Publié le 20 mars 2026 Mis à jour le 20 mars 2026

Une étude, co-signée par Joseph Mumbanza, Laurent Licata et Claudia Toma, montre que la perception des discriminations de genre n’entraîne pas toujours un plus grand soutien aux politiques d’égalité – en particulier chez les femmes.

À l’occasion de la Journée internationale des droits des femmes, de nombreuses organisations réaffirment leur engagement en faveur de l’égalité de genre. Programmes de diversité, chartes d’engagement et plans d’action se multiplient. Mais une question demeure : qu’est-ce qui détermine réellement le soutien des employé·es à ces politiques ? 

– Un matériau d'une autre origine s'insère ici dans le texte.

PR #3229, opened 2021-09-20
[DOCU-1843] Guide for using defaults with decK

lena-larionova:
### Summary
Documenting the decK defaults feature introduced in 1.8 (https://github.com/Kong/deck/pull/419). 

Going by Harry's responses on https://konghq.atlassian.net/browse/FTI-2356 and looking through the implementation PR in the decK repo, I documented only the core entities. However, based on Fel's last comment on the FTI ticket, it looks like it might be possible to set plugin defaults as well, as long as you know what the default values are? Not sure about this.

### Reason
https://konghq.atlassian.net/browse/DOCU-1843

### Testing
https://deploy-preview-3229--kongdocs.netlify.app/deck/1.8.x/guides/defaults/

### DIFF
--- a/app/deck/1.8.x/guides/defaults.md
+++ b/app/deck/1.8.x/guides/defaults.md
@@ -153,10 +153,8 @@ Summary:
 {% endcapture %}
 {{ deck_diff2 | indent | replace: " </code>", "</code>" }}
 
-    Notice that even though you've made no changes, the response shows a list
-    of new property configurations. This is happening because
-    {{site.base_gateway}} applied defaults and decK is unaware of them, so decK
-    treats them like changes to the configuration.
+    Even though you've made no changes, the response shows a list
+    of new property configurations. The list of new configurations appears because {{site.base_gateway}} applied defaults and decK is unaware of them, so decK treats them like changes to the configuration.
 
 ### Set defaults
 
--- a/app/deck/1.8.x/guides/defaults.md
+++ b/app/deck/1.8.x/guides/defaults.md
@@ -1,10 +1,10 @@
 ---
 title: Set Up Object Defaults
 ---
-Use object defaults to enforce a set of standard values and help avoid
+Use object defaults to enforce a set of standard values and avoid
 repetition in your configuration.
 
-You can set configuration defaults for core {{site.base_gateway}} objects:
+You can set configuration defaults for the following core {{site.base_gateway}} objects:
 - Service
 - Route
 - Upstream
@@ -16,11 +16,11 @@ decK supports setting object defaults both in self-managed
 {:.important}
 > **Important:** This feature has the following limitations:
 * Plugin object defaults are not supported.
-* If an existing property's default value changes in a future Gateway release,
+* If an existing property's default value changes in a future {{site.base_gateway}} release,
 decK has no way of knowing that this change has occured, as its `defaults`
 configuration would overwrite the value in your environment.
 
-## Behavior
+## Object defaults behavior
 
 Defaults get applied to both new and existing objects. If an object has an
 explicit setting for a property, the object-level setting takes precedence over
@@ -30,7 +30,7 @@ the default.
 what the defaults are for each object in the
 [Admin API reference](/gateway-oss/latest/admin-api/), or use the
 [`/schemas`](/gateway-oss/latest/admin-api/#retrieve-entity-schema) endpoint to
-retrieve the latest object schemas for your instance of the Gateway.
+retrieve the latest object schemas for your instance of the {{site.base_gateway}}.
 
 Configuring your own defaults is a good way to keep updated on potential
 breaking changes between versions. If you upgrade {{site.base_gateway}} to a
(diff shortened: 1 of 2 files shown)


app/deck/1.8.x/guides/defaults.md
```diff
@@ -0,0 +1,380 @@
...
+an explicit setting for a property, the object-level setting takes precendence
+over the default.
+
+{{site.base_gateway}} sets some default values for most objects. You can see
+what the defaults are for each object in the
+[Admin API reference](/gateway-oss/latest/admin-api/).
+
+If defaults are not set in the declarative configuration file, any newly
+configured object picks up {{site.base_gateway}}'s defaults and diverges from
+the source configuration file. You can see
```
hbagdi, line 23:
```suggestion
the source configuration file, ultimately resulting in a diff (not good). You can see
```

Something along those lines

app/deck/1.8.x/guides/defaults.md
```diff
@@ -0,0 +1,380 @@
...
+[an example of this](#create-a-file-and-test-without-defaults) in this guide.
+
+decK supports setting object defaults both in self-managed
+{{site.base_gateway}} and with {{site.konnect_saas}}.
+
+{:.important}
+> **Important:** This feature has the following limitations:
+> * Plugin object defaults are not supported.
```
hbagdi, line 31: Correct.

app/deck/1.8.x/guides/defaults.md
```diff
@@ -0,0 +1,380 @@
...
+>* This method of defining defaults is manual and requires upkeep. If
+configuration defaults change in future {{site.base_gateway}} versions, it
+could cause conflicts with the defaults defined in your declarative
+configuration. If this happens, check the latest
+[Gateway changelog](/enterprise/changelog) to find the source of the conflict.
```
hbagdi, line 36: 1. I understand calling this out but it rarely happens because it is a breaking change.
2. This is a good thing. If you upgrade your gateway and your deck diff run shows a diff, you know something has changed and that probably needs your attention. We can't expect a user to read the entire changelog (most don't) but they will look at the CI failure. It is another place to provide some feedback to the user.

The change we could do is that we could have a more positive tone here, describing the (above described) merits of the feature and instill more confidence in the product.
This is a strong opinion, lossely held situation.

app/deck/1.8.x/guides/defaults.md
```diff
@@ -0,0 +1,380 @@
...
+            timeouts: 0
+        threshold: 0
+```
+For all available properties, see the
+[Upstream object](/gateway-oss/latest/admin-api/#upstream-object) documentation.
+
+{% endnavtab %}
+{% navtab Target %}
+Targets have no required default properties. However, you can set custom
+defaults as desired.
```
hbagdi, line 375: Not sure what you mean by "custom".
`Weight` is what we default I think (please recheck)

hbagdi (commented):
Great doc. +1 overall.

app/deck/1.8.x/guides/defaults.md
lena-larionova: Thanks for the pointer to the /schemas endpoint (on the ticket), I didn't know that existed. Checked it,`weight` defaults to 100. I'll adjust.

app/deck/1.8.x/guides/defaults.md
rainest: We don't actually expect a conflict here, correct? I'd expect that even if Kong's default changes, decK will still respect whatever is in your file anyway, e.g. if we change the connect_timeout default from 60s to 90s, and you were and continued using a defaults file with 60s, you'd still get 60s on all services without their own config: decK sets that value explicitly, so Kong does not auto-fill it.

The maintenance burden is that you need to keep your defaults file up to date if you want the stock defaults always. Changing that for an upgrade is not in-line with how Kong would operate in practice though, since changing the Kong default wouldn't effect existing config, only new config, whereas changing the decK default file _would_ affect existing config.

lena-larionova: Travis's point is what I was covering, though not super clearly in the original draft. But I think what we have here are two different points that need to be called out:
- Per @hbagdi's point: Post-gateway upgrade, if a new value appears in a diff, that means the value has a Gateway-side default and you should add it to your config file. This is positive and should be called out in doc.
- Per @rainest's point: However (and this is the limitation/part where users have to be careful), if you have a some default set for a value and the existing default value changes in a new version, then you won't know about it unless you keep an eye on changelogs. This is especially important if the default changed for some security reason, which definitely does happen with kong.conf, at least (maybe less so for gateway entities).

rainest: Yes, I think so. Harry's scenario (new field with a default) is much more common. Changes to existing schema defaults are quite uncommon, but not impossible. I'm not sure how to best explain it since most of them are probably innocuous and you're fine leaving them as-is, so despite the differences between how decK and Kong defaults are applied, most users probably don't need to worry about them.

If we had something significant enough that we felt existing config needed to change, I'd expect that we'd call that out loudly with either a large warning or even a migration to update values, but I can't recall that we've ever done that in the past.

So mine maybe warrants a blurb for "Differences between changes to default updates in Kong and decK" that effectively states "updated Kong defaults apply only to new objects, updated decK defaults apply to existing objects also" and "do I need to keep up with the latest Kong defaults to update my decK defaults accordingly? generally no: you should add new fields but do not need to revise existing ones unless you want to."

rainest (approved):

app/deck/1.8.x/guides/defaults.md
```diff
@@ -0,0 +1,418 @@
...
+http :8001/schemas/targets
+```
+{% endnavtab %}
+{% endnavtabs %}
+
+## See also
+* [Deduplicate plugin configuration](/deck/{{page.kong_version}}/guides/deduplicate-plugin-configuration)
+* [Distributed configuration for Kong Gateway using decK](/deck/{{page.kong_version}}/guides/distributed-configuration)
+* [Using multiple files to store configuration](/deck/{{page.kong_version}}/guides/multi-file-state)
+* Kong Gateway admin API: [`/schemas` endpoint](/gateway-oss/latest/admin-api/#retrieve-entity-schema)
```
HCloward, line 418:
```suggestion
* {{site.base_gateway}} admin API: [`/schemas` endpoint](/gateway-oss/latest/admin-api/#retrieve-entity-schema)
```

HCloward (approved):
Made a couple of suggestions, otherwise looks ok to me.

Des perceptions différentes selon les groupes

C’est à cette question que se sont intéressé·es Joseph Mumbanza, Laurent Licata et Claudia Toma – Centre de psychologie sociale et culturelle, Faculté de Psychologie, des Sciences de l’Éducation et de Logopédie. Leur recherche, menée en partie à l’ULB et publiée dans la revue European Journal of Social Psychology, apporte un éclairage inattendu. Contrairement à une idée répandue, reconnaître l’existence de discriminations ne renforce pas systématiquement le soutien aux politiques d’égalité.

Les résultats montrent que cet effet varie selon le groupe auquel on appartient. Chez les hommes, une meilleure prise de conscience des discriminations de genre tend à accroître le soutien aux mesures correctrices. En revanche, chez les femmes, cette même prise de conscience peut susciter davantage de scepticisme. Elle renforce notamment l’impression que les organisations affichent un engagement pour l’égalité sans toujours le traduire en changements concrets.

Des politiques à repenser pour renforcer la confiance

Ces résultats mettent en lumière une tension souvent invisible : ce qui mobilise certains peut, en parallèle, alimenter la méfiance d’autres. Pour les organisations, l’enjeu ne se limite donc pas à sensibiliser aux discriminations, mais aussi à démontrer l’impact réel des actions mises en place.

En ouvrant de nouvelles pistes de réflexion, cette recherche invite à concevoir des politiques d’égalité plus crédibles, capables à la fois de mobiliser les allié·es et de renforcer la confiance des hommes et des femmes dans ces politiques.